The easiest way to make a multi-agent system look serious is to give the agents roles. One is the sceptical regulator. One is the product owner. One is the security reviewer. One is the customer advocate. The transcript instantly feels richer. Different voices appear to disagree. The system looks less like a single model and more like a committee.
That feeling is dangerous. A persona is not a control. It is a prompt that changes the distribution of text the model is likely to produce. Sometimes that is useful. Often it is cosmetic. In governance settings, cosmetic diversity is worse than no diversity because it creates the appearance of challenge without proving that any new evidence was inspected.

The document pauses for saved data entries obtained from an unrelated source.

Issue #64, opened 2026-02-17
Cleanup: remove unused feature_selection parameter from create_feature_contribution_plot()


eberrigan:
## Summary

`create_feature_contribution_plot()` accepts a `feature_selection` parameter (sourced from `config.pca.feature_selection_strategy`) but silently ignores it. This is dead code that creates a misleading interface.

## Location

- **Call site**: `src/sleap_roots_analyze/pipeline/steps/generate_static_figures.py` ~line 414
- **Function**: `src/sleap_roots_analyze/visualization.py` → `create_feature_contribution_plot()`

## How the chart actually works (correctly)

The chart has two independent controls that are both working correctly:

1. **`variance_threshold`** (inherited from `pca.n_components`, e.g. 0.95) — determines which **PCs** appear as stacked bar segments. Ensures the chart reflects the same PCs used in scatter plots.
2. **`top_n`** (`config.static_viz.feature_contribution_top_n`, default 20) — limits how many **trait rows** are displayed. With ~1000 traits, this is needed for readability.

Traits are always ranked by total variance contribution across the included PCs. This is the correct behavior regardless of `feature_selection_strategy`.

## The problem

The `feature_selection` parameter is passed in and accepted by the function signature but never used in the selection logic:

```python
# generate_static_figures.py — passed in
contrib_fig = create_feature_contribution_plot(
    ...
    feature_selection=config.pca.feature_selection_strategy,  # ← ignored
)

# visualization.py — always top variance regardless
sorted_indices = np.argsort(total_contributions)[::-1]
top_indices = sorted_indices[:actual_top_n]
```

## Fix

Remove `feature_selection` from `create_feature_contribution_plot()`'s signature and from the call site. Add a docstring clarifying that traits are always ranked by total variance contribution.

## Impact

- No incorrect results — behavior is already correct
- Misleading to users who set `strategy: "extreme"` expecting the bar chart to change
- Dead code

## Priority

Low — cleanup. Fix alongside any future PCA visualization refactor.

PR #220, opened 2026-08-03
Fix #206: variance-driven PCA top-feature selection (+ #203 pc_indices scoping)

eberrigan:
## Summary

Fixes #206 and resolves the open "decide" checkbox in #203.

- **#203**: `PCAAnalysisStep` now always passes `pc_indices=list(range(n_components))` to `select_top_features_from_pca()`, instead of silently relying on that function's `[0, 1]` default. Runs with `n_components >= 3` previously only ever considered PC1/PC2 for `"extreme"`/`"top_absolute"`/`"top_contribution"`.
- **#206 Part 1**: `feature_selection_strategy: "extreme"` no longer takes an arbitrary count — it always selects exactly 1 most-positive-loading and 1 most-negative-loading trait per retained PC. `pca.n_top_features` is not read for this method (a `logger.info()` notice fires if it's set alongside `"extreme"`), and the 28 active configs pairing the two have had the now-meaningless line removed.
- **#206 Part 2**: `pca.n_top_features` changes type from `int` to `float` and gains a variance-threshold overload for `"top_variance"`, mirroring `pca.n_components`'s existing `< 1` = ratio / `>= 1` = count convention. A new `select_n_features_by_variance()` helper resolves the threshold to a concrete count.
- New config validation (`validate_qc_config()`/`validate_viz_config()`) rejects `n_top_features < 1` for `"top_absolute"`/`"top_contribution"` and rejects a non-whole-number `n_top_features >= 1` for every strategy except `"extreme"`.

Full design rationale (including the "ignore vs. validate" decision for `"extreme"`, why the new helper is a separate function, and why `"vector_length"` is intentionally excluded) is in the OpenSpec proposal: `openspec/changes/fix-pca-top-feature-selection/`. The proposal went through two rounds of adversarial multi-agent review before implementation.

## Test plan

- [x] New unit tests for `select_n_features_by_variance()` (`tests/test_pca.py`)
- [x] New regression tests for `PCAAnalysisStep`'s pc_indices scoping, extreme's n_top_features-ignoring + logging, and top_variance's threshold resolution (`tests/test_step_pca_analysis.py`)
- [x] New config-validation tests for the fractional/non-whole-number rejection (`tests/test_pipeline_config.py`, `tests/test_viz_pipeline_config.py`)
- [x] New parametrized regression test loading + validating all 28 edited configs (`tests/test_viz_pipeline_config.py`)
- [x] Full suite: `uv run pytest --cov=src/sleap_roots_analyze --cov-report=xml --durations=20 -m "not integration" tests/` — 2950 passed, 37 skipped, 0 failed
- [x] `uv run black --check` / `uv run ruff check` clean on all touched files
- [x] `openspec validate fix-pca-top-feature-selection --strict` passes

## Follow-up after merge

Per the proposal, #203 will be commented on with a cross-link to this PR and closed as resolved (its "decide" checkbox is answered here), matching the pattern used for #64/#68.

### DIFF
--- a/.mypy-baseline.txt
+++ b/.mypy-baseline.txt
@@ -4,7 +4,6 @@ src/sleap_roots_analyze/pipeline_runner.py:0: error: Incompatible types in assig
 src/sleap_roots_analyze/pipeline_runner.py:0: error: Argument 1 to "append" of "list" has incompatible type "tuple[Any, None]"; expected "tuple[Any, float]"  [arg-type]
 src/sleap_roots_analyze/pipeline_runner.py:0: error: Argument 1 to "_format_removed_traits_section" of "PipelineRunner" has incompatible type "list[tuple[str, list[tuple[Any, float]]]]"; expected "list[tuple[str, list[tuple[str, float | None]]]]"  [arg-type]
 src/sleap_roots_analyze/pipeline_runner.py:0: error: Need type annotation for "lines" (hint: "lines: list[<type>] = ...")  [var-annotated]
-src/sleap_roots_analyze/pca.py:0: error: Incompatible types in assignment (expression has type "signedinteger[_32Bit | _64Bit]", variable has type "int | None")  [assignment]
 src/sleap_roots_analyze/data_utils.py:0: error: Function is missing a type annotation  [no-untyped-def]
 src/sleap_roots_analyze/data_utils.py:0: error: Function is missing a type annotation  [no-untyped-def]
 src/sleap_roots_analyze/data_utils.py:0: error: Function is missing a type annotation  [no-untyped-def]
--- a/configs/active/viz/alfalfa_gwas_groups_1_to_6_combined.yaml
+++ b/configs/active/viz/alfalfa_gwas_groups_1_to_6_combined.yaml
@@ -28,7 +28,6 @@ pca:
   n_components: 0.75
   standardize: true
   feature_selection_strategy: "extreme"
-  n_top_features: 5
 
 umap:
   enabled: true
--- a/configs/active/viz/alfalfa_gwas_groups_1_to_6_combined_no_root_widths.yaml
+++ b/configs/active/viz/alfalfa_gwas_groups_1_to_6_combined_no_root_widths.yaml
@@ -22,7 +22,6 @@ pca:
   n_components: 0.75
   standardize: true
   feature_selection_strategy: extreme
-  n_top_features: 5
 umap:
   enabled: true
   n_neighbors: 15
--- a/configs/active/viz/alfalfa_gwas_w1w2_combined.yaml
+++ b/configs/active/viz/alfalfa_gwas_w1w2_combined.yaml
@@ -20,7 +20,6 @@ pca:
   n_components: 0.75
   standardize: true
   feature_selection_strategy: "extreme"
-  n_top_features: 5
 
 umap:
   enabled: true
--- a/configs/active/viz/alfalfa_gwas_wave1.yaml
+++ b/configs/active/viz/alfalfa_gwas_wave1.yaml
@@ -28,7 +28,6 @@ pca:
   n_components: 0.75
   standardize: true
   feature_selection_strategy: "extreme"
-  n_top_features: 5
 
 umap:
   enabled: true
--- a/configs/active/viz/alfalfa_gwas_wave1_canola.yaml
+++ b/configs/active/viz/alfalfa_gwas_wave1_canola.yaml
@@ -28,7 +28,6 @@ pca:
   n_components: 0.75
   standardize: true
   feature_selection_strategy: "extreme"
-  n_top_features: 5
 
 umap:
   enabled: true
--- a/configs/active/viz/alfalfa_gwas_wave1_canola_models.yaml
+++ b/configs/active/viz/alfalfa_gwas_wave1_canola_models.yaml
@@ -55,14 +55,14 @@ pca:
   # "top_variance" = select traits with highest total variance contribution
   feature_selection_strategy: "extreme"
 
-  # Number of traits to select using the strategy above, for PCAAnalysisStep's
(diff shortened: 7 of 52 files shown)


eberrigan (commented):
> **Verdict: COMMENT** (all findings below were fixed in commits 414f0f6 and 89ae2ce before this comment was posted)

## Review Summary

Five parallel adversarial reviews (code quality, testing/TDD, statistical rigor, performance/cross-platform, behavioral correctness) covering the diff against `main`. Core logic (the PC-scoping fix, `extreme`'s hardcoded selection, the new `select_n_features_by_variance()` helper, and the new config validation) is correct and well-tested — but the behavioral-correctness pass found 3 real numeric-edge-case bugs, and the code-quality pass found a real completeness gap in the config cleanup. All have been fixed and pushed (see commits below); this comment reflects the state **after** those fixes.

## Blocking Issues (found, then fixed — commit `414f0f6`)

1. **`n_top_features = NaN` silently bypassed both new range checks** (`NaN < 1` and `NaN >= 1` are both `False`), so it reached `PCAAnalysisStep` and crashed *after* the PCA fit with an uninformative `ValueError: cannot convert float NaN to integer`, defeating the point of validating at config-load time. Fixed with an explicit `math.isfinite()` guard.
2. **`n_top_features = inf` crashed `validate_qc_config`/`validate_viz_config` themselves with `OverflowError`**, not the `ValueError` every other check in the function raises — a caller catching `ValueError` around config validation wouldn't catch it. Fixed by the same finite-guard, checked before any arithmetic.
3. **Validation's `round()`-based whole-number tolerance disagreed with the consumption site's `int()` truncation.** A value validation certified as "whole" (e.g. `9.999999999999998` from ordinary float accumulation, within `1e-9` of `10`) still got truncated to `9` by `int()` in `PCAAnalysisStep`, silently reproducing the exact class of bug (`int(5.7)==5`) this validation exists to prevent. Fixed by using `round()` at the consumption site too, with a comment explaining why.

All three verified by reproducing them against the actual code before fixing, and each now has a regression test (`tests/test_pipeline_config.py`, `tests/test_viz_pipeline_config.py`, `tests/test_step_pca_analysis.py`).

## Important Issues (found, then fixed — commit `89ae2ce`)

- The original config cleanup covered `configs/active/viz/*.yaml` and `configs/examples/*.yaml` but missed **`configs/templates/viz_template_{with,no}_images.yaml`** — the actual scaffolding templates `/configure-run-all` copies from — and **3 root-level pre-reorg duplicate configs**, two of which (`viz_field_2024_clean.yaml`, `viz_root_coring.yaml`) `docs/troubleshooting/REPLICATION_GUIDE.md` explicitly instructs users to edit and run. Both were still claiming `n_top_features` controls UMAP-coloring count (already false pre-#206) and/or biplot arrow count. Fixed.
- `PCAConfig.n_top_features`'s docstring didn't mention the whole-number constraint applies to `top_variance`'s `>= 1` branch, only to `top_absolute`/`top_contribution`. Fixed.
- The CHANGELOG's `#206` entry undersold the blast radius — it only mentioned the 28 configs whose `n_top_features` line was removed, when actually **all 49** active configs using `"extreme"` get different `top_features.csv` output (the PC-scoping fix applies regardless of whether `n_top_features` was set). Fixed.
- Two error-message assertions checked only exception type, not the spec-required message content. Strengthened.
- One branch of `select_n_features_by_variance()` (`else: n = n_total`, unreachable via the real call site since it always passes `threshold < 1`) was uncovered by tests. Added a direct unit test.

## Suggestions (not acted on — noted for the record)

- A shared low-level `_first_index_crossing_threshold()` helper between `select_n_features_by_variance()` and `select_n_components()` would remove a narrow drift risk between their two independently-implemented "find where cumulative crosses a threshold" loops — deliberately not extracted per `design.md`'s Decision 2 (touching an existing, tested, multi-caller function for a two-caller DRY win is disproportionate; revisit if a third use case appears).
- A named constant for the `1e-9` whole-number tolerance (currently a bare literal duplicated in both `validate_qc_config`/`validate_viz_config`) would remove the "did both copies get updated together" question for free — cosmetic, not done.
- Independent re-derivation of the same variance-contribution formula in `select_n_features_by_variance()`'s caller (`perform_pca_analysis`, vectorized) vs. `select_top_features_from_pca`'s `top_variance` branch (Python loop) is mathematically identical but not guaranteed bit-identical — theoretically could disagree by one feature at an exact tie boundary. Negligible in practice (~1e-15), flagged for awareness only.
- One leftover double-blank-line from an `n_top_features` removal (`configs/active/viz/suyash_arabidopsis_pgm1_pac_2026_05_22.yaml`) — cosmetic, YAML still valid and passes its own regression test.

## Confirmed non-issues (adversarially checked, held up)

- Sort-order invariant `select_n_features_by_variance()` depends on (`feature_contributions` always sorted descending by `total_contribution`) holds unconditionally — verified by reading `perform_pca_analysis()`'s construction, not just trusting the docstring.
- Zero-variance-trait filtering and `pc_indices` scoping are orthogonal (row axis vs. column axis) — no misindexing risk.
- `top_features.csv` schema/column ordering unchanged; `generate_summary_viz.py`'s consumption of `top_features` metadata has no fixed-length assumption that the new variable-length "extreme" output would break.
- Statelessness: `PCAAnalysisStep.execute()` doesn't mutate `config` or `prev_result.metadata` in place.
- All 28 edited configs cross-checked byte-for-byte against `git diff --name-only` — exact match, no omissions.
- Cross-platform: no path-separator issues; CI green on all 3 OSes for both the fast and slow test jobs.
- Performance: diff is far from any hot path; no vectorization or memory concerns.

---
*Review by Claude Code subagent team (Code Quality · Testing · Statistical Rigor · Performance/Memory · Behavioural Correctness) — this is the PR author's own review, posted as a comment since GitHub does not allow self-approval/self-request-changes.*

The recent research points in the same direction. A 2025 study on expert personas found no consistent factual accuracy benefit from telling models to act as domain experts on difficult benchmark questions. A 2026 PRISM paper found the trade-off more explicitly: expert personas can improve alignment and style, but can damage accuracy. Another 2026 study found that demographic persona cues degraded agent task performance by up to 26.2 percent. In multi-agent strategic games, role identities shifted outcomes by up to 90 percentage points even when payoff information was visible. These are not neutral decorations. They are interventions.
That does not mean role assignment is useless. It means the useful unit is not the character. The useful unit is the loss function.
An agent told to “act as a regulator” may produce regulatory-sounding prose. An agent told to “identify claims that would fail supervisory evidence review, using only the facts provided, and return the missing evidence” has a job. An agent told to “be a cautious compliance officer” may become vague and over-conservative. An agent told to “find false de-escalation risk and state which fact would change the route” has a measurable purpose.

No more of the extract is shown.